Work request:
Could you show each line of the records that contains the word "dunglas"?

---------- Recorded data ----------

Issue #1646, opened 2018-01-12
Deserializer before security


vincentchalamon:
I have an ApiResource with an access control to `ROLE_EMPLOYEE`. When I send anonymously a request (with an iri of a non-existing object) to create an object, I get a 400, but I should receive a 403.

Entity:
```php
/**
 * @ApiResource(attributes={
 *     "access_control"="is_granted('ROLE_EMPLOYEE')"
 * })
 * …
 */
class Shipping
{
    /**
     * @var null|PsOrder
     * …
     */
    private $order;
}
```

Request:
```json
{
    "order": "/ps_orders/1"
}
```

Response: `Item not found for "/ps_orders/1".`

Maybe it's just a question of priority with DenyAccessListener that should be higher than DeserializeListener.

@api-platform/core-team What status code would you expect in this case: 400 or 401/403?

norkunas:
Current priority allows to deny based on deserialized data so imho this works as expected.

vincentchalamon:
I've discussed that point with @dunglas, and yep this works as expected, as the `access_control` requires an object, so it needs to be deserialized first. But I still find it weird that I get a 400 instead of a 401/403

weaverryan:
#2779 was merged, which allows you to use the *original* data in your `access_control`.

That's great! However, I still think the original problem from @vincentchalamon is valid:

```
 * @ApiResource(attributes={
 *     "access_control"="is_granted('ROLE_EMPLOYEE')"
 * })
```

With this setup, my validation rules are executed and the client (who should not have access to this/these endpoints at all) gains the ability to see the validation rules for it.

dunglas:
Indeed. We could do the security check after deserialization, but before validation. WDYT?

antograssiot:
but that's already the case @dunglas 
https://github.com/api-platform/core/blob/125dec90d05dc383e9214cd4968428323d0a1136/src/Bridge/Symfony/Bundle/Resources/config/security.xml#L24

https://github.com/api-platform/core/blob/2f941fc3c0dc9dd257da3b34a6bb3f5c21c4230c/src/Bridge/Symfony/Bundle/Resources/config/validator.xml#L23

dunglas:
So I don’t understand how this issue appears 😄. I’ll have to create a reproducer.

soyuka:
Mhhh so this isn't fixed :sweat_smile: ?

vincentchalamon:
[...]

PR #2710, opened 2019-04-07
Apply DenyAccessListener before deserialization

antograssiot:
| Q             | A
| ------------- | ---
| Bug fix?      | yes
| New feature?  | no
| BC breaks?    | yes
| Deprecations? | no
| Tests pass?   | yes
| Fixed tickets | #1646
| License       | MIT
| Doc PR        | 

I agree with @vincentchalamon that the priority is not the expected one.
The access control must be checked against the data read from the DB in the first place.
We have been discussing this during the EU-FOSSA Hackathon and couldn't really imagine a scenario where this would not be the expected behavior

ping @dunglas

### DIFF
--- a/features/authorization/deny.feature
+++ b/features/authorization/deny.feature
@@ -58,15 +58,39 @@ Feature: Authorization checking
     """
     Then the response status code should be 201
 
-  Scenario: An user cannot retrieve an item he doesn't own
+  Scenario: A user cannot retrieve an item he doesn't own
     When I add "Accept" header equal to "application/ld+json"
     And I add "Authorization" header equal to "Basic ZHVuZ2xhczprZXZpbg=="
     And I send a "GET" request to "/secured_dummies/1"
     Then the response status code should be 403
     And the response should be in JSON
 
-  Scenario: An user can retrieve an item he owns
+  Scenario: A user can retrieve an item he owns
     When I add "Accept" header equal to "application/ld+json"
     And I add "Authorization" header equal to "Basic ZHVuZ2xhczprZXZpbg=="
     And I send a "GET" request to "/secured_dummies/2"
+    Then the response status code should be 200
+
+  Scenario: A user can't assign him an item he doesn't own
+    When I add "Accept" header equal to "application/ld+json"
+    And I add "Content-Type" header equal to "application/ld+json"
+    And I add "Authorization" header equal to "Basic YWRtaW46a2l0dGVu"
+    And I send a "PUT" request to "/secured_dummies/2" with body:
+    """
+    {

----------

Answer space:
I've discussed that point with @dunglas, and yep this works as expected, as the `access_control` requires an object, so it needs to be deserialized first. But I still find it weird that I get a 400 instead of a 401/403
dunglas:
but that's already the case @dunglas 
dunglas:
ping @dunglas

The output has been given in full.